WHAT IS NEEDED >>
Produce an exact copy of the lines below, starting at the first and ending with the line containing "This PR cleans".

RECORDS FOR THIS TASK START

PR #812, opened 2019-10-18
feat: cleaned-up `start` command

grabbou:
Summary:
---------

This PR cleans up "start" command by:
- removing extraneous options that were never actually read (e.g. "transformer" was specified as a flag, but never passed to any line of code. "platforms" was defined, but never read. "providesNodeModules" as well). I am not entirely sure how we ended up in such state, but removing them should help with reducing potential confusion when developers are listing down flags that a command accepts
- removing options that are possible to be defined in a regular Metro configuration and there is no need to repeat support for them ("projectRoots", "assetsExts" and more, I have consulted official Metro website for that)
- renamed "config" to "metroConfig"

For use cases when someone wants to customize "react-native start" on per execution basis, they can either edit `metro.config.js` or create a new one and use `--metroConfig` option.

In the follow-up PR, I will be working on improving "MiddlewareManager" to have a smaller API surface and take advantage of the recent developments in Metro.

The goal is to reduce the amount of Metro related code and make Metro versions independent of the CLI. 

Test Plan:
----------

Building and running an app should work.

### DIFF
--- a/packages/cli/src/commands/server/runServer.ts
+++ b/packages/cli/src/commands/server/runServer.ts
@@ -28,7 +28,7 @@ export type Args = {
   port?: number;
   resetCache?: boolean;
   verbose?: boolean;
-  config?: string;
+  metroConfig?: string;
 };
 
 async function runServer(_argv: Array<string>, ctx: Config, args: Args) {
@@ -37,7 +37,8 @@ async function runServer(_argv: Array<string>, ctx: Config, args: Args) {
   const reporter = new ReporterImpl(terminal);
 
   const metroConfig = await loadMetroConfig(ctx, {
-    config: args.config,
+    config: args.metroConfig,
+    port: args.port,
     resetCache: args.resetCache,
     reporter,
   });
--- a/packages/cli/src/commands/server/runServer.ts
+++ b/packages/cli/src/commands/server/runServer.ts
@@ -22,12 +22,12 @@ import releaseChecker from '../../tools/releaseChecker';
 export type Args = {
   cert?: string;
   customLogReporterPath?: string;
-  key?: string;
-  config?: string;
   host?: string;
   https?: boolean;
+  key?: string;
   resetCache?: boolean;
   verbose?: boolean;
+  config?: string;
 };
 
 async function runServer(_argv: Array<string>, ctx: Config, args: Args) {
--- a/packages/cli/src/commands/server/runServer.ts
+++ b/packages/cli/src/commands/server/runServer.ts
@@ -20,15 +20,13 @@ import loadMetroConfig from '../../tools/loadMetroConfig';
 import releaseChecker from '../../tools/releaseChecker';
 
 export type Args = {
-  customLogReporterPath?: string;
-  config?: string;
-
   cert?: string;
+  customLogReporterPath?: string;
   key?: string;
+  config?: string;
   host?: string;
   https?: boolean;
   resetCache?: boolean;
-
   verbose?: boolean;
 };
 
@@ -38,8 +36,8 @@ async function runServer(_argv: Array<string>, ctx: Config, args: Args) {
   const reporter = new ReporterImpl(terminal);
 
   const metroConfig = await loadMetroConfig(ctx, {
-    resetCache: args.resetCache,
     config: args.config,
+    resetCache: args.resetCache,
     reporter,
   });
 
--- a/packages/cli/src/commands/server/runServer.ts
+++ b/packages/cli/src/commands/server/runServer.ts
@@ -20,22 +20,16 @@ import loadMetroConfig from '../../tools/loadMetroConfig';
 import releaseChecker from '../../tools/releaseChecker';
 
 export type Args = {
-  assetPlugins?: string[];
-  cert?: string;
   customLogReporterPath?: string;
+  config?: string;
+
+  cert?: string;
+  key?: string;
   host?: string;
   https?: boolean;
-  maxWorkers?: number;
-  key?: string;
-  platforms?: string[];
-  port?: number;
   resetCache?: boolean;
-  sourceExts?: string[];
-  transformer?: string;
+
   verbose?: boolean;
-  watchFolders?: string[];
-  config?: string;
-  projectRoot?: string;
 };
 
 async function runServer(_argv: Array<string>, ctx: Config, args: Args) {
@@ -44,21 +38,10 @@ async function runServer(_argv: Array<string>, ctx: Config, args: Args) {
   const reporter = new ReporterImpl(terminal);
 
   const metroConfig = await loadMetroConfig(ctx, {
-    config: args.config,
-    maxWorkers: args.maxWorkers,
-    port: args.port,
     resetCache: args.resetCache,
-    watchFolders: args.watchFolders,
-    projectRoot: args.projectRoot,
-    sourceExts: args.sourceExts,
+    config: args.config,
     reporter,
   });
-
-  if (args.assetPlugins) {
-    metroConfig.transformer.assetPlugins = args.assetPlugins.map(plugin =>
-      require.resolve(plugin),
-    );
-  }
 
   const middlewareManager = new MiddlewareManager({
     host: args.host,
--- a/packages/cli/src/commands/server/runServer.ts
+++ b/packages/cli/src/commands/server/runServer.ts
@@ -25,6 +25,7 @@ export type Args = {
   host?: string;
   https?: boolean;
   key?: string;
+  port?: number;
   resetCache?: boolean;
   verbose?: boolean;
   config?: string;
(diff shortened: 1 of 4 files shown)


grabbou:
Tests are failing, this needs to be wrapped up. Opening for initial feedback.

grabbou:
My goal is to make "start" command more of a generic command and keep Metro implementation separate.

In order to be able to do it, we need to make "start" command Metro-agnostic in terms of the flags it accepts.

packages/cli/src/commands/server/runServer.ts
```diff
@@ -20,22 +20,14 @@ import loadMetroConfig from '../../tools/loadMetroConfig';
...
 export type Args = {
-  assetPlugins?: string[];
   cert?: string;
   customLogReporterPath?: string;
   host?: string;
   https?: boolean;
-  maxWorkers?: number;
   key?: string;
-  platforms?: string[];
-  port?: number;
```
grabbou: A bit controversial, but `--port` can be set in the configuration of Metro and I don't think it's something users would like to change on per run basis. If it's non-standard, they would probably prefer to persist it inside a custom configuration.

packages/cli/src/commands/server/runServer.ts
```diff
@@ -20,22 +20,14 @@ import loadMetroConfig from '../../tools/loadMetroConfig';
...
   resetCache?: boolean;
-  sourceExts?: string[];
-  transformer?: string;
```
grabbou: This is a dead option and was never accessed from code.

packages/cli/src/commands/server/runServer.ts
```diff
@@ -20,22 +20,14 @@ import loadMetroConfig from '../../tools/loadMetroConfig';
...
 
 export type Args = {
-  assetPlugins?: string[];
   cert?: string;
   customLogReporterPath?: string;
   host?: string;
   https?: boolean;
-  maxWorkers?: number;
   key?: string;
-  platforms?: string[];
```
grabbou: This is a dead option and was never accessed from code.

packages/cli/src/commands/server/server.ts
```diff
@@ -22,60 +21,6 @@ export default {
...
-      parse: (val: string) => val.split(','),
-    },
-    {
-      name: '--platforms [list]',
-      description:
-        'Specify any additional platforms to be used by the packager',
-      parse: (val: string) => val.split(','),
-    },
-    {
-      name: '--providesModuleNodeModules [list]',
```
grabbou: This is a dead option and was never accessed from code. It's also removed from Metro anyway in the recent release.

packages/cli/src/commands/server/runServer.ts
```diff
@@ -20,22 +20,14 @@ import loadMetroConfig from '../../tools/loadMetroConfig';
...
-  port?: number;
   resetCache?: boolean;
-  sourceExts?: string[];
-  transformer?: string;
   verbose?: boolean;
-  watchFolders?: string[];
   config?: string;
```
thymikee: we should rename it to `metroConfig`, what do you think?

packages/cli/src/commands/server/runServer.ts
thymikee: Let's leave it as is. `port` is important and I use it frequently. I'd use it more often, if iOS worked with it (Android doesn't have issues) – we need to fix that separately

packages/cli/src/commands/server/server.ts
```diff
@@ -103,7 +48,7 @@ export default {
     },
     {
       name: '--config [string]',
```
thymikee: rename 
```suggestion
      name: '--metroConfig [string]',
```

packages/cli/src/tools/loadMetroConfig.ts
```diff
@@ -110,32 +119,22 @@ export const getDefaultConfig = (ctx: Config): MetroConfig => {
...
  * This allows the CLI to always overwrite the file settings.
  */
 export default function load(
   ctx: Config,
-  options?: ConfigOptionsT,
+  opts: ConfigOptions = {},
 ): Promise<MetroConfig> {
-  const defaultConfig = getDefaultConfig(ctx);
-  if (options && options.reporter) {
-    defaultConfig.reporter = options.reporter;
```
thymikee: If `options.reporter` is not there, we're going to pass `reporter: undefined` to Metro, and if I remember correctly, it resulted in no reporters at all, instead of using a default reporter, because Metro checked for presence of keys, instead of their values. But maybe it's not the case anymore. Please test thoroughly

grabbou:
Thanks @thymikee, I'll get working on this PR either today or tomorrow.

packages/cli/src/commands/server/runServer.ts
grabbou: Is this something you change as you run it? E.g. is the `--port` set "always" to same value or you change it each time you run the command?

I am wondering whether being able to set port in `metro.config.js` (just like with Webpack) wouldn't be enough.

packages/cli/src/commands/server/runServer.ts
grabbou: Sounds like a plan!

packages/cli/src/tools/loadMetroConfig.ts
grabbou: Ok, thanks, will double check that one tomorrow!

grabbou:
Thanks @thymikee, these sound like valid concerns / questions to me! I've left some answers and will get coding on them tomorrow!

packages/cli/src/commands/server/runServer.ts
thymikee: The typical scenario is having multiple RN apps and being able to run them on different Metro instances. Passing `--port` is convenient to do from the command line. I'd see removing this as controversial, especially that it doesn't bring too much complexity

grabbou: > The typical scenario is having multiple RN apps and being able to run them on different Metro instances.

Do you mean having multiple separate React Native projects running at the same time? Wouldn't the ability to set `port: XXX` in their respective configuration files be equally easy? 

All I am saying is that if you already change a port, you may have a reason to do it. And in that case, you may prefer to store it permanently in the configuration file and forget about it.

grabbou: I am not really opinionated here - just wanted to kick start the discussion and challenge how do we use this while running our apps these days.

Before finally deciding on leaving it as is, I'd like to get some extra thoughts on that from the community.

thymikee: I may work on N projects with N different teams – for each of which their project is the only one they work with. How would I justify changing configuration permanently for my own workflow to them? What if one of them start to have similar setup, but want different ports? With `--port` flag I don't have to change any files myself all the time and still keep the workflow.

I understand your urge to remove as much code as possible, but specifying a port is universal across many different bundlers, so it doesn't lock us in with Metro or any other.

satya164: Maybe it's better to leave `port` in CLI option as well.

Personally I think having ability to specify separate config files is more useful (e.g. `--config metro.prod.config.js`). Not sure if CLI supports it.

grabbou: Yeah, CLI supports that @satya164 and that was the reason why I considered `--port` redundant (an unnecessary complication of configuration layers).

grabbou: > I understand your urge to remove as much code as possible,

@thymikee, it's not the urge to remove code. I am simply challenging the use cases and configurations that we have established 3 to 4 years ago, while not having some of the current Metro options and features.

The intent here is to not make the UX more complex or to remove the code "for the sake of it", but to check whether there are better alternatives right now and how do they compare against the preferred developer workflow.

grabbou: > I may work on N projects with N different teams – for each of which their project is the only one they work with. How would I justify changing configuration permanently for my own workflow to them? What if one of them start to have similar setup, but want different ports? With --port flag I don't have to change any files myself all the time and still keep the workflow.

This makes sense. It's still probably a very edge-case to have multiple React Native apps running at the same time, but we can leave it as-is for now and revisit in the future when Metro configuration establishes its presence a bit more.

thymikee: I agree this is edge-case. I don't bother too much personally, but I know people feel strongly about their workflows 🤷‍♂. It may make sense to start a discussion on that in a new GH issue and share it on Twitter or somewhere to see how users feel about it.

grabbou:
I believe this is now ready to go! I have addressed the necessary changes.

grabbou:
Rebased on top of `master`. Ready for another review.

RECORDS FOR THIS TASK END

RESPONSE TO THIS EXERCISE >>
PR #812, opened 2019-10-18
feat: cleaned-up `start` command

grabbou:
Summary:
---------

This PR cleans up "start" command by:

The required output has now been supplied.